# "Christmas Carol" Standard DVD REview



## Richard W. Haines (Jul 9, 2007)

"A Christmas Carol" (aka "Scrooge") is Charles Dicken's novel that has been 
adapted to cinema more times than any of his other works. I'm sure there will
be some disagreement with me in that I consider the 1951 Alistair Simm
version the definitive one. That's not to suggest there aren't very good 
alternate pictures out there but Simm's performance and the style it
was photographed in best represents the author's worldview.


Dickens (1812-1870) was part of the Fabian society in England. Other
notable writers included George Bernard Shaw and George Orwell. They
called themselves 'scientific socialists' a term later utilized by
the Soviets. Like all socialists, Dickens only saw the dark side of 
capitalism and ignored it's attributes. However it should be
noted that free enterprise was considerably more rigid in 
Great Britain because it had a class system combined with it. 
Unlike America, it was difficult to impossible to move upwards and 
people tended to be stuck in their caste from cradle to grave. So 
Dickens wrote fictional stories about protagonists who through strange 
circumstances or chance were able to improve their lives. Novels like
"Oliver Twist" are stories about fate rather than people taking the initiative 
to alter their conditions as in American novels. It's one of their flaws in my 
opinion. Fortunately, Dickens had a real flair creating believable antagonists 
and villains. They helped distract readers from his shaky narrative structures 
that were full of preposterous coincidences. Dickens also had a fondness for
wacky names which also lightened their tone.
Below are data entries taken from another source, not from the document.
PR #130, opened 2019-11-17
Unify handling of data pointer types

randomPoison:
> Part of #121

This PR is a cleanup pass after the previous work done to fix the soundness holes in the schema data object types (#127, #128, and #129).

I've added the `DataPointer` trait to unify the functionality for handling the schema data objects. It provides default functions for converting between Rust references and the raw pointer representation, removing the need to have that logic duplicated for each type. I've also added documentation around the invariants that must be maintained in order to for the implementation to be safe.

Per @jamiebrynes7's suggestion, I've changed `as_ptr` to return a `*const Self::Raw` and added a separate `as_ptr_mut` method. In the cases where a method taking `&self` calls a C function that needs `*mut T`, we manually cast the pointer types. The safety invariants around this are documented in the "Interior Mutability and Thread Safey" section of the `ptr` module docs.

Lastly, I've added a `pointer_type_tests!` macro to generate a set of assertion tests for each of these types to help ensure we're enforcing the necessary safety invariants.

### DIFF
--- a/spatialos-sdk/src/worker/schema/ptr.rs
+++ b/spatialos-sdk/src/worker/schema/ptr.rs
@@ -1,0 +1,101 @@
+//! Handling for schema data types that act like pointers.
+//!
+//! `Schema_Object` and the related schema data "wrapper types" are all represented
+//! as opaque types hidden behind pointers in the C API; You always work with a
+//! pointer to the struct, never an instance of the struct itself. To represent
+//! these in Rust, we define dummy types that can similarly always be put behind a
+//! reference without ever allowing the user to directly "hold" an instance of the
+//! type. This allows us to simply cast the raw pointer to a reference to our dummy
+//! type and preserve the desired semantics of working with a reference, including
+//! the ownership rules and lifetimes that come with it.
+//!
+//! The `DataPointer` trait is implemented for all such types, and provides the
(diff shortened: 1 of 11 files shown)


spatialos-sdk/src/worker/schema/ptr.rs
```diff
@@ -0,0 +1,101 @@
...
+//! reference, is a form of [interior mutability] and is still safe as long as we
+//! maintain the necessary invariants. In particular, our Rust types cannot be
+//! `Sync` because the mutability happening within the C SDK is unsynchronized.
+//! The other key invariant is that we must ensure that a reference returned by a
+//! method taking `&self` can never be invalidated by another method taking `&self`,
+//! however the C API already guarantees this behavior in all cases and so is not
+//! something we specifically have to enforce within the Rust SDK.
+//!
+//! [zst]:  https://doc.rust-lang.org/nomicon/exotic-sizes.html#zero-sized-types-zsts
+//! [rfc]: https://github.com/rust-lang/rfcs/blob/master/text/1861-extern-types.md
```
jamiebrynes7: Didn't know this was a thing! Very neat :)

randomPoison: Me neither! I just happened to come across it while doing research for the documentation :grin:

PR #131, opened 2019-11-17
Unify serialization logic

randomPoison:
> Part of #121 

This PR unifies how schema data serialization is handled, specifically allowing collection types and user-defined types (struct types and enums) to be serialized via the same mechanism as primitive types. This allows us to drastically simplify the serialization code generated for schema-defined types.

* Rename `SchemaPrimitiveField` to `Field` now that it is used for all field types and not just primitives.
* Remove `component::TypeConversion` trait and replace it with `schema::ObjectField` trait. This trait functions largely the same as before, but function names have been changed and functions no longer return `Result`s.
* Add a blanket impl of `Field` for all types implementing `ObjectField`. This ensures we only have to generate code for the simpler `ObjectField` trait, and can serialize object fields in the same manner as primitive fields.
* Add `EnumField` trait and `impl_field_for_enum_field!` helper macro to simulate a blanket impl of `Field` for types implementing `EnumField`. Rust's coherence rules prevent us from directly providing such a blanket impl, as noted in the comments.
* Use `TryFrom` to avoid panicking if deserializing an enum from an unknown discriminant value.
* Add `schema::collections` module with marker types `Optional<T>`, `List<T>`, and `Map<K, V>`. These marker types implement `Field` so that schema collection types can be serialized in the same manner as primitive fields.
* Update code generation accordingly. It's much simpler now!

The most complex part of the code generation at this point is handling component updates, since the generated code still has to check to see if the field is present in the update or not. This also means that collection types aren't handling being cleared correctly. This will be fixed in the next PR.

### DIFF
--- a/spatialos-sdk-code-generator/src/generator.rs
+++ b/spatialos-sdk-code-generator/src/generator.rs
@@ -94,18 +94,18 @@ impl Package {
             }
 
             FieldDefinition_FieldType::Option { inner_type } => {
-                format!("schema::Option<{}>", self.schema_type_name(inner_type)).into()
+                format!("Optional<{}>", self.schema_type_name(inner_type)).into()
             }
 
             FieldDefinition_FieldType::List { inner_type } => {
-                format!("schema::List<{}>", self.schema_type_name(inner_type)).into()
+                format!("List<{}>", self.schema_type_name(inner_type)).into()
             }
 
             FieldDefinition_FieldType::Map {
                 key_type,
                 value_type,
             } => format!(
-                "schema::Map<{}, {}>",
+                "Map<{}, {}>",
                 self.schema_type_name(key_type),
                 self.schema_type_name(value_type),
             )
@@ -211,23 +211,6 @@ impl Package {
         }
     }
 
-    // Some types need to be borrowed when serializing (such as strings or objects). This helper function returns true
-    // if this is required.
-    fn type_needs_borrow(&self, type_ref: &TypeReference) -> bool {
-        match type_ref {
-            TypeReference::Primitive(ref primitive) => match primitive {
-                PrimitiveType::String => true,
-                PrimitiveType::Bytes => true,
-                PrimitiveType::Entity => true,
-                _ => false,
-            },
-            // Enums are always data.
-            TypeReference::Enum(_) => false,
-            // Types always need borrowing, as they're structs.
-            TypeReference::Type(_) => true,
-        }
-    }
-
     // Generates an expression which serializes a field from an expression into a schema object. The generated
     // expression should always have type ().
     fn serialize_field(
@@ -236,125 +219,23 @@ impl Package {
         expression: &str,
         schema_object: &str,
     ) -> String {
-        match field.field_type {
-            FieldDefinition_FieldType::Singular { ref type_reference } => {
-                self.serialize_type(field.field_id, type_reference, expression, schema_object)
-            }
-
-            FieldDefinition_FieldType::Option { ref inner_type } => {
-                let ref_decorator = if self.type_needs_borrow(inner_type) {
-                    "ref "
-                } else {
-                    ""
-                };
-                format!(
-                    "if let Some({}data) = {} {{ {}; }}",
-                    ref_decorator,
-                    expression,
-                    self.serialize_type(field.field_id, inner_type, "data", schema_object)
-                )
-            }
-
-            FieldDefinition_FieldType::List { ref inner_type } => {
-                // If we have a list of primitives, we can just pass a slice directly to add_list.
-                match inner_type {
-                    TypeReference::Primitive(ref primitive) => format!(
-                        "{}.add_list::<{}>({}, &{}[..])",
-                        schema_object,
-                        get_rust_primitive_type_tag(primitive),
-                        field.field_id,
-                        expression
-                    ),
-                    _ => {
-                        let add_item = self.serialize_type(
-                            field.field_id,
-                            inner_type,
-                            "element",
-                            schema_object,
-                        );
-                        format!("for element in ({}).iter() {{ {}; }}", expression, add_item)
-                    }
-                }
-            }
-
-            FieldDefinition_FieldType::Map {
-                ref key_type,
-                ref value_type,
-            } => format!(
-                "{}.add::<Map<{}, {}>>({}, {})",
-                schema_object,
-                self.schema_type_name(key_type),
-                self.schema_type_name(value_type),
-                field.field_id,
-                expression,
-            ),
-        }
-    }
-
-    // Generates an expression which serializes a value from an expression into a schema object. The generated
-    // expression should always have type ().
-    fn serialize_type(
-        &self,
-        field_id: u32,
-        value_type: &TypeReference,
-        expression: &str,
-        schema_object: &str,
-    ) -> String {
-        match value_type {
-            TypeReference::Primitive(ref primitive) => format!(
-                "{}.add::<{}>({}, {})",
-                schema_object,
-                get_rust_primitive_type_tag(primitive),
-                field_id,
-                expression,
-            ),
-            TypeReference::Enum(_) => format!(
-                "{}.add::<SchemaEnum>({}, &{}.as_u32())",
-                schema_object, field_id, expression
-            ),
-            TypeReference::Type(ref type_ref) => {
-                let type_definition =
-                    self.rust_fqname(&self.get_type_definition(type_ref).qualified_name);
-                format!(
-                    "<{} as TypeConversion>::to_type(&{}, &mut {}.add_object({}))?",
-                    type_definition, expression, schema_object, field_id
-                )
-            }
-        }
+        format!(
+            "{}.add::<{}>({}, {})",
+            schema_object,
+            self.field_type_name(&field.field_type),
+            field.field_id,
+            expression,
+        )
     }
 
     // Generates an expression which deserializes a field from a schema field 'schema_field'.
     fn deserialize_field(&self, field: &FieldDefinition, schema_field: &str) -> String {
-        match field.field_type {
-            FieldDefinition_FieldType::Singular { ref type_reference } => {
-                self.deserialize_type(field.field_id, type_reference, schema_field)
-            }
-
-            FieldDefinition_FieldType::Option { ref inner_type } => {
-                let count_expr = self.count_field(field.field_id, inner_type, schema_field);
-                let deserialize_expr =
-                    self.deserialize_type(field.field_id, inner_type, schema_field);
-                format!(
-                    "if {} > 0 {{ Some({}) }} else {{ None }}",
-                    count_expr, deserialize_expr
-                )
-            }
-
-            FieldDefinition_FieldType::List { ref inner_type } => {
-                self.deserialize_list(field.field_id, inner_type, schema_field)
-            }
-
-            FieldDefinition_FieldType::Map {
-                ref key_type,
-                ref value_type,
-            } => format!(
-                "{}.get::<Map<{}, {}>>({})",
-                schema_field,
-                self.schema_type_name(key_type),
-                self.schema_type_name(value_type),
-                field.field_id
-            ),
-        }
+        format!(
+            "{}.get::<{}>({})",
+            schema_field,
+            self.field_type_name(&field.field_type),
+            field.field_id
+        )
     }
 
     fn deserialize_update_field(&self, field: &FieldDefinition, schema_field: &str) -> String {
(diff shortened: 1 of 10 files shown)


spatialos-sdk/src/worker/schema.rs
```diff
@@ -41,3 +109,151 @@ pub trait SchemaPrimitiveField {
...
+/// [`Field`]: trait.Field.html
+pub trait ObjectField: Sized + Clone {
+    /// Deserializes an instance of this type from a [`SchemaObject`].
+    ///
+    /// Note that deserialization can never fail as the underlying SpatialOS API ensures
+    /// that missing or invalid fields will always provide a valid default value during
+    /// deserialization. As such, if the data in `object` doesn't match what is expected
+    /// by the deserialization logic (e.g. due to a version mismatch between the current
+    /// schema version and the version `object` was generated from), the returned object
+    /// will have default values for any fields that are missing in `object` or have a
```
jamiebrynes7: Rather than default values, it could be garbage data I think

spatialos-sdk/src/worker/schema.rs
```diff
@@ -41,3 +109,151 @@ pub trait SchemaPrimitiveField {
...
+    }
+
+    fn add(object: &mut SchemaObject, field: FieldId, value: &Self::RustType) {
+        value.into_object(object.add_object(field));
+    }
+}
+
+/// The error type returned when a conversion to a schema enum type fails.
+#[derive(Debug, Clone, Copy, Default, PartialEq, Eq, PartialOrd, Ord, Hash)]
+pub struct UnknownDiscriminantError;
```
jamiebrynes7: Should this have a field specifying what the schema value was when it failed? Could aid in debugging if this error ever arose

I.e. - 

```rust
pub struct UnknownDiscriminantError(u32);
```

spatialos-sdk/src/worker/schema.rs
```diff
@@ -41,3 +109,151 @@ pub trait SchemaPrimitiveField {
...
+
+/// A type that corresponds to a [schemalang enumeration][schema-enum].
+///
+/// Schemalang enums are C-like enums (i.e. they only have a discriminant and do not
+/// contain any additional data) represented as `u32` values when serialized. They
+/// default to the first variant defined in their schema declaration.
```
jamiebrynes7: What do you mean by "default to the first variant"? Who is defaulting what here?

spatialos-sdk/src/worker/schema.rs
```diff
@@ -41,3 +109,151 @@ pub trait SchemaPrimitiveField {
...
+    ($type:ty) => {
+        impl $crate::worker::schema::Field for $type {
+            type RustType = Self;
+
+            fn get_or_default(
+                object: &$crate::worker::schema::SchemaObject,
+                field: $crate::worker::schema::FieldId,
+            ) -> Self::RustType {
+                Self::try_from(object.get::<$crate::worker::schema::SchemaEnum>(field))
+                    .unwrap_or_default()
```
jamiebrynes7: It would be nice to be able to not lose the fact that there was an error here.

spatialos-sdk/src/worker/schema/collections.rs
```diff
@@ -0,0 +1,156 @@
...
+            object.add::<T>(field, value);
+        }
+    }
+
+    fn index(_object: &SchemaObject, _field: FieldId, _index: usize) -> Self::RustType {
+        panic!("Optional fields cannot be indexed into")
+    }
+
+    fn count(_object: &SchemaObject, _field: FieldId) -> usize {
+        panic!("Optional fields cannot be counted")
```
jamiebrynes7: Feels weird that we panic here since optional values do have a count (either 0 or 1). Is this to indicate that this function shouldn't ever be called during serialization? 

If so, maybe this should be `unreachable!()`? Although that also feels a little wonky

spatialos-sdk/src/worker/component.rs
```diff
@@ -139,23 +130,22 @@ impl<'a> ComponentDataRef<'a> {
         }
     }
 
-    // NOTE: We manually declare that the component impl `TypeConversion` and `Clone`
+    // NOTE: We manually declare that the component impl `ObjectField`
     // here, but in practice this will always be true for all component types. Future
     // iterations should clean this up such that the `Component` trait can imply these
     // other bounds automatically (i.e. by making them super traits of `Component`).
```
jamiebrynes7: Is it worth doing this note in this PR?

spatialos-sdk-code-generator/src/generator.rs
```diff
@@ -1,10 +1,11 @@
 use crate::schema_bundle::*;
 use heck::CamelCase;
+use std::borrow::Cow;
 use std::cell::RefCell;
 use std::collections::{BTreeMap, BTreeSet};
 use std::rc::Rc;
 
-fn get_rust_primitive_type_tag(primitive_type: &PrimitiveType) -> &str {
+fn get_rust_primitive_type_tag(primitive_type: &PrimitiveType) -> &'static str {
```
jamiebrynes7: Nit - I know you didn't add this but the name `get_rust_primitive_type_tag` is somewhat confusing

spatialos-sdk-code-generator/src/generator.rs
```diff
@@ -201,141 +219,23 @@ impl Package {
...
-                )
-            }
-        }
+        format!(
+            "{}.add::<{}>({}, {})",
+            schema_object,
+            self.field_type_name(&field.field_type),
+            field.field_id,
+            expression,
+        )
```
jamiebrynes7: This is beautiful 👏

spatialos-sdk/src/worker/schema.rs
randomPoison: Huh, is that documented anywhere? I swear I remember @dgavedissian saying you'd get default values if you asked the schema API for fields that don't exist (or asking for an existing field with the wrong type), but I could be putting words in his mouth 😛

spatialos-sdk/src/worker/schema.rs
randomPoison: I considered that, but in any case where you're calling the `TryFrom`, you'll already have the invalid value; You're returning the unknown discriminant back to the code that gave it to you in the first place. That said, I'm not sure there's much of a downside to including the value in the error anyway, maybe just some missed opportunities for optimization since the error won't be a zero sized type anymore?

I'll add that in, since you're right about it possibly being useful in debugging (i.e. you can log the error object and it'll include the unknown discriminant).

spatialos-sdk/src/worker/schema.rs
randomPoison: I guess the `Default` impl is technically determined by code generation, though I was operating under the assumption that trying to get a non-existent field from a schema object would return a default value of 0, which would line up with the first variant of the enum. As I type this out, I realize that might not actually be a valid assumption 🤔

spatialos-sdk/src/worker/schema/collections.rs
randomPoison: Optional fields can't be counted since you can't have a `list<option<T>>` in the schema. This function will be removed entirely once I split off a separate `IndexedField` trait 🙂

spatialos-sdk/src/worker/schema.rs
randomPoison: So, per my previous comment, I had assumed that schema enums can reasonably default to their first variant, which many not be a valid assumption. Is there any concept of defaults for enums in schemalang? If not, handling this case may actually necessitate that deserialization return a `Result` 😲

spatialos-sdk/src/worker/component.rs
randomPoison: Yeah, that would be a good idea 😁

spatialos-sdk/src/worker/schema/collections.rs
jamiebrynes7: Ah sounds good! :)

spatialos-sdk/src/worker/schema.rs
jamiebrynes7: Sadly schema enums don't always start at 0 :( 

```
enum MyEnum 
{
	VALUE = 1;
}
```

is perfectly valid schema. This also means that getting a value of `1` for a field of type MyEnum maps to `VALUE` and a value of `0` is 🤷‍♂ 

https://github.com/spatialos/gdk-for-unity/issues/960 :wink: 


---

I'm not sure exactly what the behaviour of calling `Schema_GetUint32(obj, 2);` where field 2 doesn't exist. Paging @dgavedissian!

spatialos-sdk/src/worker/schema.rs
jamiebrynes7: > for an existing field with the wrong type

This I'm pretty sure returns garbage data (I think I've ran into this before). But I'd need to double check.

For a non-existent field, I'm really not sure!

spatialos-sdk/src/worker/schema.rs
jamiebrynes7: We finally found the use case where deserialization can fail 🙃 

Its always enums that break things :(

spatialos-sdk/src/worker/schema.rs
randomPoison: Huh. Is there any way to verify that a given field matches the expected type? That could be another potential case for failure on deserialization 🤔

spatialos-sdk/src/worker/schema.rs
randomPoison: Ah, I was just going to ask how this is handled in other GDKs! Seems like the answer is "it isn't" 😭

spatialos-sdk/src/worker/schema.rs
randomPoison: Huh. Is there any way to verify that a given field matches the expected type? That could be another potential case for failure on deserialization 🤔

jamiebrynes7: Even worse we won't know that the deserialization has failed if we have the wrong types!

dgavedissian: Bear in mind that `Schema_GetXX` functions under the hood performs lazy deserialization of serialized protobuf data. Therefore, if you get the type wrong, there's a chance that it'll interpret the bytes in the wrong way (so you get garbage out). However, if you try and read a non-existent field, then it'll just return the default value (always 0 / null).

dgavedissian: We specify in our docs [here](https://docs.improbable.io/reference/14.2/shared/schema/evolution#making-changes-to-schema) that schema is only forwards/backwards compatible if you never reuse field IDs. So, you shouldn't expect it to really happen that component data doesn't match the schema (and the field IDs are different), unless the user has really messed up.

spatialos-sdk/src/worker/schema.rs
dgavedissian: Yeah. Enums aren't really a thing in the `Schema_` serialization layer. If you call `Schema_GetUint32(obj, 2)`, then it'll just return 0 if field ID 2 doesn't exist as Jamie said. I suggest that in codegen you special case the enum field in a way like this:

```
if Schema_GetUint32Count(obj, 2) == 0 {
  MyEnum::default()
} else {
  Schema_GetUint32(obj, 2)
```

randomPoison: That's effectively what the current implementation in the PR is doing: If the value doesn't match a known variant, you get the default value out. I'm wondering if that's the right thing to do, though. The user has no way to specify which variant is the default, and in some cases there might not be a meaningful default. Silently spitting out potentially invalid data seems like the wrong thing to do, at least for a Rust API.

Schemalang [supports custom annotations](https://docs.improbable.io/reference/14.2/shared/schema/reference#annotations), so I suppose what we can do is default to producing an error if the value is unknown, but allow the user to specify a default value to use, which would allow serialization to succeed in the face of an unknown variant.

spatialos-sdk/src/worker/schema.rs
randomPoison: I'd like to do that in a separate PR if you're cool with that. It's going to be a fairly noisy change, and there are some other error cases that I was previously ignoring that I'd like to add handling for at the same time. For now, I can either leave the logic for providing a default value (which may still be reasonable to do, per @dgavedissian's suggestion), or I can have it panic if value is invalid for the enum.

spatialos-sdk/src/worker/schema.rs
randomPoison: What's the "official" way to handle non-compatible schema changes? Based on the lack of error handling in the C API and the things you've said, it seems like it comes down to:

* Detectable errors (missing fields and invalid enums) are handled in an SDK-specific way, with the bulk of the handling being done by generated code.
* Undetectable errors (field is present but types are mismatched) produce garbage data but otherwise will not crash or produce errors.

Ultimately, we'll have to do *something* if the user makes a non-compatible change to their schema, if possible I'd like to keep that behavior as consistent with other language SDKs as possible. Ideally I'd like to return an error for any error case, but if some errors are undetectable then keeping things consistent is the next best option.

spatialos-sdk/src/worker/schema.rs
randomPoison: Okay, I did you one better and also added the type name to the error context, that way you can get actually useful error messages like:

```
Found unknown discriminant value 7 for enum `my_crate::schema::Foo` while deserializing schema data
```

Type names are `&'static str`, so it doesn't require any allocation or nothing :tada:

spatialos-sdk/src/worker/component.rs
randomPoison: Updated `Component` to be a sub-trait of `ObjectField`. That removed the need for `from_data` and `to_data`. I also added some helper methods to `SchemaComponentData` to make serialization easier, and removed the trait bounds noted in this comment.

spatialos-sdk-code-generator/src/generator.rs
randomPoison: Renamed to `primitive_type_name`, hopefully that's a bit better 😅

spatialos-sdk/src/worker/schema.rs
jamiebrynes7: Lets leave the current behaviour and revisit in a future PR 😄

PR #135, opened 2019-11-28
Fix CLI for example project

randomPoison:
I ran into an issue where the executable generated by `cargo spatial local launch` was expecting different command line parameters than what we intended, specifically it was expecting `--WORKER_ID` instead of `--worker-id`. When running the executable with `cargo run` directly, it would have the expected CLI.

After some digging, it looks like the difference was because `cargo install` (which is used by `cargo spatial local launch` to build the worker) ignores the project's lock file by default, causing the version built for the local deployment to be different than the version built normally. To address these issues I've made two changes:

Much of Dickens work had a thinly disguised anti-capitalist and
anti-class theme. "A Christmas Carol" certainly fell into that category.
Ebeneezer Scrooge is a userous money lender although I'm not sure where
he got his fortune from since it appears that a number of his clients were
unable to pay him back and went to debtor's prison. The other question I
always pondered was why Bob Cratchit had so many kids if he couldn't afford
to raise them on his salary. Wouldn't a smaller family been a wiser and more 
responsible choice for himself and society at large? I guess by asking that puts 
me at odds with the Fabians and their contemporaries then and now.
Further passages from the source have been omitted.